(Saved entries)
_ _ _ _ _ _ _
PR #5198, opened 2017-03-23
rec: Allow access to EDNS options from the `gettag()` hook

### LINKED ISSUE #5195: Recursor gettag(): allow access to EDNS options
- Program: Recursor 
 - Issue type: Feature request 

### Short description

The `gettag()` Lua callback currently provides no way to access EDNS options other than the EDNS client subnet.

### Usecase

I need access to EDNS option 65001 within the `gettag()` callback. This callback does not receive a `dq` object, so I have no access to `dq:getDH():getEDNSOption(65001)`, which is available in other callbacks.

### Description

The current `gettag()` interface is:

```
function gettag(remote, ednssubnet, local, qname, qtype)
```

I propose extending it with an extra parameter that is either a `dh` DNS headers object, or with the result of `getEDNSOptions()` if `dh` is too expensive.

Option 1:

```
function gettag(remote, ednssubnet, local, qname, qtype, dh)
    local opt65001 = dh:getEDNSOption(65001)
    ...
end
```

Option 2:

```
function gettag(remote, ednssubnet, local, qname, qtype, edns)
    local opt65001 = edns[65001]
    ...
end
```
_ _ _ _ _ _ _
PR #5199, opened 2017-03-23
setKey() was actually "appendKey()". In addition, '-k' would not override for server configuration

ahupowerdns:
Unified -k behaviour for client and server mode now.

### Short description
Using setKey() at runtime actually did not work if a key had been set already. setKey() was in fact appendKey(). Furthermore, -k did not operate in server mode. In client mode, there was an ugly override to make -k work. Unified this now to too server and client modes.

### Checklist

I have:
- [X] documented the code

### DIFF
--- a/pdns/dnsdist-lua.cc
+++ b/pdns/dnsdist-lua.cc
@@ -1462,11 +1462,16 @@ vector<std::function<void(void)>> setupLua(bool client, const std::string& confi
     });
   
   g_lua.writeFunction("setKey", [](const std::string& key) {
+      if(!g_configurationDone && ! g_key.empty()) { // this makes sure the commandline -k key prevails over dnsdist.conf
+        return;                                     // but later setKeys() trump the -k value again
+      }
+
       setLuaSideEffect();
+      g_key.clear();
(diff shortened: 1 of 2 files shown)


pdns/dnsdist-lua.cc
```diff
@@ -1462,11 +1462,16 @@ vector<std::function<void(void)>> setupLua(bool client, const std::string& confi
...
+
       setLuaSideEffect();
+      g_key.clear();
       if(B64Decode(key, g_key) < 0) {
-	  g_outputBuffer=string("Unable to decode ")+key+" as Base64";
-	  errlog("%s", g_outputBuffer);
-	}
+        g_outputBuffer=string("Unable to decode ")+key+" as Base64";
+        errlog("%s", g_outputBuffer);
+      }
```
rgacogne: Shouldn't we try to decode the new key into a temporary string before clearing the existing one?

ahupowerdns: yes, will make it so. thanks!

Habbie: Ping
_ _ _ _ _ _ _
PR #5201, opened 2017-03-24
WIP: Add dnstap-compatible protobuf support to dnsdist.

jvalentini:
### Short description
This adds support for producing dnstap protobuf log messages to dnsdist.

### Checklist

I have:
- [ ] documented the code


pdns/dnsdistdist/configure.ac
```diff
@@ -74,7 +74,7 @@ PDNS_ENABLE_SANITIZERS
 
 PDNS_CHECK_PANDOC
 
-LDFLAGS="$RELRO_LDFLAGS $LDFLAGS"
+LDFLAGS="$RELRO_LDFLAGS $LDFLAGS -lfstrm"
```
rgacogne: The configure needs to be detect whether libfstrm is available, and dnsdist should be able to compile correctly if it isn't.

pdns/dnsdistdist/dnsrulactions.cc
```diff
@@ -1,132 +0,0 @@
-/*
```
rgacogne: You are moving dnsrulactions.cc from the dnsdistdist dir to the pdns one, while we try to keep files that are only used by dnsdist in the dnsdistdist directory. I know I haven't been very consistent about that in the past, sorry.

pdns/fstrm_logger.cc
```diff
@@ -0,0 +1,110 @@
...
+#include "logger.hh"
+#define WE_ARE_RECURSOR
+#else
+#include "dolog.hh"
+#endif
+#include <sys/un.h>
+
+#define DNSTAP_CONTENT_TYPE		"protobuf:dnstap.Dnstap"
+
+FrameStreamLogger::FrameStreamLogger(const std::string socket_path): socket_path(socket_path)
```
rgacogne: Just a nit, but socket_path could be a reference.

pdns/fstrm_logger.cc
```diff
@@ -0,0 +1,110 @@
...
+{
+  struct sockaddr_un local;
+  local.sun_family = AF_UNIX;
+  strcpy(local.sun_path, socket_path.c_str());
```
_ _ _ _ _ _ _
■ TASK TO CARRY OUT
Looking back over the data above, restate word for word the lines that begin at the line with "rgacogne: Shouldn't we" and end at the line with "Habbie: Ping", inclusive.

■ OUTPUT OF THE EXERCISE
rgacogne: Shouldn't we try to decode the new key into a temporary string before clearing the existing one?

ahupowerdns: yes, will make it so. thanks!

Habbie: Ping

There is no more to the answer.